(Assigned task): Retype precisely the section of the data that starts at the line containing "transparency log entry." and runs to its final line, ends included.
---- Data listing
PR #647, opened 2026-06-16
Handle 409s from Rekor by fetching the entry

Hayden-IO:
When a CI pipeline fails midway, a client may try to upload the same
signed entry again. This will result in Rekor returning a 409.
Additionally, occasionally Rekor v1 fails with a 409 - the root cause
isn't known, it's a flake in Trillian.

This change gracefully handles a 409 Conflict by retrieving the
transparency log entry. For Rekor v1, this is simple, just use the UUID
in the response to lookup the entry by UUID.

Rekor v2 is not handled because we aren't able to fully construct the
--------
(Exercise response):
transparency log entry. For Rekor v1, this is simple, just use the UUID
in the response to lookup the entry by UUID.

Rekor v2 is not handled because we aren't able to fully construct the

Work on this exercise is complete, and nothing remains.